2. Using DR-Tulu Models 

    - Start the VLLM Server 

       ```bash 
       CUDA_VISIBLE_DEVICES=0 vllm serve rl-research/DR-Tulu-8B --dtype auto --port 30002 --max-model-len 40960
       
       CUDA_VISIBLE_DEVICES=1 vllm serve Qwen/Qwen3-8B --dtype auto --port 30003 --max-model-len 40960
       ```

    - Run generation script 

       ```bash
       bash scripts/auto_search.sh
       ```

3. Using OAI models 
    ```bash
    export OPENAI_API_KEY="XXXX"
    bash scripts/auto_search-oai.sh
    ```

## Interactive Chat

### In Live Interface 

```bash 
# Install additional dependencies
uv pip install ".[ui]" 

# Launch the interactive interface with the workflow
python workflows/auto_search_sft.py serve --port 8080
# (this assumes you also launch other needed MCP and model server)

# In UI dev mode
python workflows/auto_search_sft.py serve --port 8080 --ui-mode proxy
```


### In CLI 

We provide an interactive cli demo for the auto_search workflow.
Requires 1-2 GPUs. We recommend running with `uv`, which should install everything you need and then launch the tool, but set your API keys first:

```bash
export SERPER_API_KEY="XXXX"
export S2_API_KEY="XXXX"
export JINA_API_KEY="XXXX"

uv run --extra vllm  python scripts/launch_chat.py --model rl-research/DR-Tulu-8B
```

Note for this cli demo, we use a slightly different prompt than the one used for evaluation in our paper, for demo purposes. The prompt is in the file `dr_agent/shared_prompts/unified_tool_calling_cli.yaml`.

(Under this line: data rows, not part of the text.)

PR #7195, opened 2021-12-26
Expose saturation in FoodLevelChangeEvent

### LINKED ISSUE #7193: Add saturationModifier to FoodLevelChangeEvent

I'm experimenting with custom food items and trying to implement new food types. When listening to the FoodLevelChangeEvent I'm able to modify the resulting food level, but there is no simple way to modify the amount of saturation the player receives.

Adding these two methods to the FoodLevelChangeEvent:

- FoodLevelChangeEvent#getSaturationModifier()
- FoodLevelChangeEvent#setSaturationModifier(float saturationModifier)

Listening to the event and doing the saturation calculation on my own, then setting the resulting value after the event has been processed.

### Other

_No response_

Owen1212055:
Resolves https://github.com/PaperMC/Paper/issues/7193

It may just be better to add an entirely new event.. but I would like opinions on this. Although this mostly works fine, it gets a little wonky when it comes to canceling natural hunger decay. 
```
((ServerPlayer) this.entityhuman).getBukkitEntity().sendHealthUpdate();
@@ -66,10 +66,11 @@ public class FoodData {
                 this.saturationLevel = Math.max(this.saturationLevel - 1.0F, 0.0F);
             } else if (enumdifficulty != Difficulty.PEACEFUL) {
                 // CraftBukkit start
-                org.bukkit.event.entity.FoodLevelChangeEvent event = org.bukkit.craftbukkit.event.CraftEventFactory.callFoodLevelChangeEvent(player, Math.max(this.foodLevel - 1, 0));
+                org.bukkit.event.entity.FoodLevelChangeEvent event = org.bukkit.craftbukkit.event.CraftEventFactory.callFoodLevelChangeEvent(player, Math.max(this.foodLevel - 1, 0), this.saturationLevel); // Paper - Expose Saturation

                 if (!event.isCancelled()) {
                     this.foodLevel = event.getFoodLevel();
+                    this.saturationLevel = event.getSaturationModifier(); // Paper - Expose Saturation
                 }
```

Specifically here, I can't really "cancel" saturation modification since this would be a behavior change. 
So, it's either we can live with this slight issue, or we can just make an entirely new event that would be executed alongside FoodLevelChangeEvent, this would allow us to add an event for natural saturation decay as well. However, canceling the FoodLevelChangeEvent will also cancel modification of the saturation in some situations (like eating food). So I would like some pointers here.

### DIFF
--- a/patches/api/0351-FoodLevelChangeEvent-Expose-Saturation.patch
+++ b/patches/api/0351-FoodLevelChangeEvent-Expose-Saturation.patch
@@ -1,0 +1,67 @@
+From 0000000000000000000000000000000000000000 Mon Sep 17 00:00:00 2001
+From: Owen1212055 <23108066+Owen1212055@users.noreply.github.com>
+Date: Sat, 25 Dec 2021 23:04:06 -0500
+Subject: [PATCH] FoodLevelChangeEvent Expose Saturation
+
+
+diff --git a/src/main/java/org/bukkit/event/entity/FoodLevelChangeEvent.java b/src/main/java/org/bukkit/event/entity/FoodLevelChangeEvent.java
+index 7f4c5ea8607b08f8676528cc71b0b312575809ed..b1f5ed6656d9d80a3dcca2a5bacf9fc8079ab321 100644
+--- a/src/main/java/org/bukkit/event/entity/FoodLevelChangeEvent.java
++++ b/src/main/java/org/bukkit/event/entity/FoodLevelChangeEvent.java
+@@ -15,16 +15,27 @@ public class FoodLevelChangeEvent extends EntityEvent implements Cancellable {
+     private boolean cancel = false;
+     private int level;
+     private final ItemStack item;
++    private float saturationModifier; // Paper - Expose Saturation
+ 
+     public FoodLevelChangeEvent(@NotNull final HumanEntity what, final int level) {
+         this(what, level, null);
+     }
+ 
++    @Deprecated // Paper - Expose Saturation
+     public FoodLevelChangeEvent(@NotNull final HumanEntity what, final int level, @Nullable final ItemStack item) {
+         super(what);
+         this.level = level;
+         this.item = item;
++        this.saturationModifier = what.getSaturation(); // Just incase, make sure the player's saturation doesn't change. // Paper - Expose Saturation
+     }
++    // Paper Start - Expose Saturation
++    public FoodLevelChangeEvent(@NotNull final HumanEntity what, final int level, @Nullable final ItemStack item, final float saturationModifier) {
++        super(what);
++        this.level = level;
++        this.item = item;
++        this.saturationModifier = saturationModifier;
++    }
++    // Paper End - Expose Saturation
+ 
+     @NotNull
+     @Override
+@@ -67,6 +78,28 @@ public class FoodLevelChangeEvent extends EntityEvent implements Cancellable {
+         this.level = level;
+     }
+ 
++    // Paper Start - Expose Saturation
++    /**
++     * Gets the saturation modifier that the entity
++     * involved in this event should be set to.
++     *
++     * @return saturation modifier
++     */
++    public float getSaturationModifier() {
++        return saturationModifier;
++    }
++
++    /**
++     * Sets the satuartion modifier that the entity
++     * involved in this event will be set to.
++     *
++     * @param saturationModifier new saturation modifier
++     */
++    public void setSaturationModifier(float saturationModifier) {
++        this.saturationModifier = saturationModifier;
++    }
++    // Paper End - Expose Saturation
++
+     @Override
+     public boolean isCancelled() {
+         return cancel;
--- a/patches/api/0351-FoodLevelChangeEvent-Expose-Saturation.patch
+++ b/patches/api/0351-FoodLevelChangeEvent-Expose-Saturation.patch
@@ -5,14 +5,14 @@ Subject: [PATCH] FoodLevelChangeEvent Expose Saturation
 
 
 diff --git a/src/main/java/org/bukkit/event/entity/FoodLevelChangeEvent.java b/src/main/java/org/bukkit/event/entity/FoodLevelChangeEvent.java
-index 7f4c5ea8607b08f8676528cc71b0b312575809ed..b1f5ed6656d9d80a3dcca2a5bacf9fc8079ab321 100644
+index 7f4c5ea8607b08f8676528cc71b0b312575809ed..963396f5f70a1b896faae00c6d6b565f9f25ab68 100644
 --- a/src/main/java/org/bukkit/event/entity/FoodLevelChangeEvent.java
 +++ b/src/main/java/org/bukkit/event/entity/FoodLevelChangeEvent.java
 @@ -15,16 +15,27 @@ public class FoodLevelChangeEvent extends EntityEvent implements Cancellable {
      private boolean cancel = false;
      private int level;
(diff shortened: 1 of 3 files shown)


patches/server/0839-FoodLevelChangeEvent-Expose-Saturation.patch
```diff
@@ -0,0 +1,89 @@
...
+@@ -66,10 +66,11 @@ public class FoodData {
+                 this.saturationLevel = Math.max(this.saturationLevel - 1.0F, 0.0F);
+             } else if (enumdifficulty != Difficulty.PEACEFUL) {
+                 // CraftBukkit start
+-                org.bukkit.event.entity.FoodLevelChangeEvent event = org.bukkit.craftbukkit.event.CraftEventFactory.callFoodLevelChangeEvent(player, Math.max(this.foodLevel - 1, 0));
++                org.bukkit.event.entity.FoodLevelChangeEvent event = org.bukkit.craftbukkit.event.CraftEventFactory.callFoodLevelChangeEvent(player, Math.max(this.foodLevel - 1, 0), this.saturationLevel); // Paper - Expose Saturation
+ 
+                 if (!event.isCancelled()) {
+                     this.foodLevel = event.getFoodLevel();
++                    this.saturationLevel = event.getSaturationModifier(); // Paper - Expose Saturation
```
kennytv: This shouldn't be used as an absolute value here

kennytv (changes requested):

patches/server/0839-FoodLevelChangeEvent-Expose-Saturation.patch
Owen1212055: Can you explain what you mean by "absolute value"?

Machine-Maker: You are using the new field in the event for two different things. Sometimes its just the amount the saturation level will change, and here its what the player's final saturation level. That's not a good thing, it should only have one meaning, either how much the saturation level will change (the saturation delta) or a before and after of the player's saturation level.

Owen1212055: Ahh yea, I see what you mean here. Yea so this was the case that I wasn't really sure what to do about here, since the saturation level is changed higher up.  Should I set it at -1? make it a nullable primitive wrapper? I'm unsure.

Machine-Maker: You should be able to do a refactor of that code, probably duplicating the bit of code that lowers the sat level cause that happens regardless of difficulty, and adding a new fire of FoodLevelChangeEvent, with the level not changing, but the modifier changing (when the difficulty is peaceful). 

But this does give more merit to the idea of a separate event entirely.

patches/server/0839-FoodLevelChangeEvent-Expose-Saturation.patch
```diff
@@ -0,0 +1,89 @@
...
++++ b/src/main/java/net/minecraft/world/level/block/CakeBlock.java
+@@ -89,7 +89,7 @@ public class CakeBlock extends Block {
+             // entityhuman.getFoodData().eat(2, 0.1F);
+             int oldFoodLevel = player.getFoodData().foodLevel;
+ 
+-            org.bukkit.event.entity.FoodLevelChangeEvent event = org.bukkit.craftbukkit.event.CraftEventFactory.callFoodLevelChangeEvent(player, 2 + oldFoodLevel);
++            org.bukkit.event.entity.FoodLevelChangeEvent event = org.bukkit.craftbukkit.event.CraftEventFactory.callFoodLevelChangeEvent(player, 2 + oldFoodLevel, 0.1F); // Paper - Expose Saturation
+ 
+             if (!event.isCancelled()) {
+                 player.getFoodData().eat(event.getFoodLevel() - oldFoodLevel, 0.1F);
```
Machine-Maker: You aren't using the sat level from the event here.

Machine-Maker (changes requested):

patches/server/0839-FoodLevelChangeEvent-Expose-Saturation.patch
Owen1212055: Yea, the issue is that sometimes the editing of saturation is also affected by this food level change event. So it's a bit hard to actually separate it properly without having to do some weirdness with this current event.

patches/api/0351-FoodLevelChangeEvent-Expose-Saturation.patch
```diff
@@ -0,0 +1,67 @@
...
+     public FoodLevelChangeEvent(@NotNull final HumanEntity what, final int level) {
+         this(what, level, null);
+     }
+ 
++    @Deprecated // Paper - Expose Saturation
+     public FoodLevelChangeEvent(@NotNull final HumanEntity what, final int level, @Nullable final ItemStack item) {
+         super(what);
+         this.level = level;
+         this.item = item;
++        this.saturationModifier = what.getSaturation(); // Just incase, make sure the player's saturation doesn't change. // Paper - Expose Saturation
```
Machine-Maker: This doesn't support what I would think most people take `saturationModifier` to mean, that its the change in saturation. I would call it `saturationLevel` if you want it to be what the player's saturation is set to after, not changed to. **But** based on what most of the calls to this event do, I think `saturationDelta` or `saturationChange` might be better, and if thats the case setting it to the entities sat level is incorrect

Owen1212055: Ah, yea... I think I defo misunderstood what this value actually meant. Thanks so much for this, I'll make the given changes.

Owen1212055:
Alright, I now capture the result and store it instead of trying to manually do the logic (except for the tick methods).
This also causes a fix as a result, where the food result would appear greater than 20 since there was no logic for making sure it was less than 20 in the event, but there was in the eat method.

I also made saturation represent the new changes saturation to fit food level.

aerulion:
I guess that it makes more sense to represent the "new saturation level" instead of the modifier, since the food level also provides the final value and not the delta. The only "problem" I have with it, is that in my opinion it kind of misses the point of my initial issue, at least regarding what I was trying to achieve. Having the final value might be useful in some cases, but it is less useful for modifying food, since one has to do the saturation calculation manually according to the modified food level and still has to figure out the correct formula. The only issue that having access to the value would solve, is somehow setting the new saturation after the event has processed. But maybe this event isn't ideal for implementing custom food, and a new event for eating would be the better way to go (That could also provide the food delta and the modifier, instead of final values).

Owen1212055:
> I guess that it makes more sense to represent the "new saturation level" instead of the modifier, since the food level also provides the final value and not the delta. The only "problem" I have with it, is that in my opinion it kind of misses the point of my initial issue, at least regarding what I was trying to achieve. Having the final value might be useful in some cases, but it is less useful for modifying food, since one has to do the saturation calculation manually according to the modified food level and still has to figure out the correct formula. The only issue that having access to the value would solve, is somehow setting the new saturation after the event has processed. But maybe this event isn't ideal for implementing custom food, and a new event for eating would be the better way to go (That could also provide the food delta and the modifier, instead of final values).

Agreed! Added a separate event for this, https://github.com/PaperMC/Paper/pull/7213

nathanfranke:
This shouldn't be closed as I desire this feature

electronicboy (approved):

nathanfranke:
bruh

We provide additional flags for the chat script, for e.g. showing full tool output:
```bash
usage: launch_chat.py [-h] [--config CONFIG] [--dataset-name DATASET_NAME]
                      [--model MODEL] [--config-overrides CONFIG_OVERRIDES]
                      [--verbose] [--show-full-tool-output] [--skip-checks]
                      [--mcp-port MCP_PORT] [--gpu-id GPU_ID]
                      [--no-auto-launch]

Self-contained launcher for interactive chat

options:
  -h, --help            show this help message and exit
  --config CONFIG, -c CONFIG
                        Config file path (default:
                        workflows/auto_search_sft.yaml)
  --dataset-name DATASET_NAME, -d DATASET_NAME
                        Dataset name for dataset-specific instructions
  --model MODEL, -m MODEL
                        Main model name (for search agent). If not provided,
                        uses config defaults.
  --config-overrides CONFIG_OVERRIDES
                        Config overrides (e.g., 'param1=value1,param2=value2')
  --verbose, -v         Enable verbose output
  --show-full-tool-output
                        Show full tool output instead of truncating to 500
                        characters
  --skip-checks         Skip checking/launching services
  --mcp-port MCP_PORT   MCP server port (default: 8000)
  --gpu-id GPU_ID       GPU ID for search agent vLLM server (default: 0,
                        browse agent uses GPU 1)
  --no-auto-launch      Don't automatically launch vLLM servers (check only)

Examples:
  # Basic usage (auto-launches MCP server and vLLM servers if needed)
  python scripts/launch_chat.py

  # With specific model (auto-launches both vLLM servers on GPUs 0 and 1)
  python scripts/launch_chat.py --model rl-research/DR-Tulu-8B

  # Skip service checks (if services are already running)
  python scripts/launch_chat.py --skip-checks

  # Don't auto-launch vLLM servers (just check)
  python scripts/launch_chat.py --no-auto-launch

  # Custom config file
  python scripts/launch_chat.py --config workflows/auto_search_sft.yaml
```

## Evaluation

This repository includes evaluation scripts for multiple benchmarks, including:
- **Long-form**: SQA-CS-V2, Deep Research Bench, ResearchQA, HealthBench
- **Domain-specific**: Genetic Diseases  
- **Short-form**: BrowseComp, SimpleQA, Short Form QA

For detailed evaluation instructions, benchmark descriptions, and usage examples, see [`evaluation/README.md`](evaluation/README.md).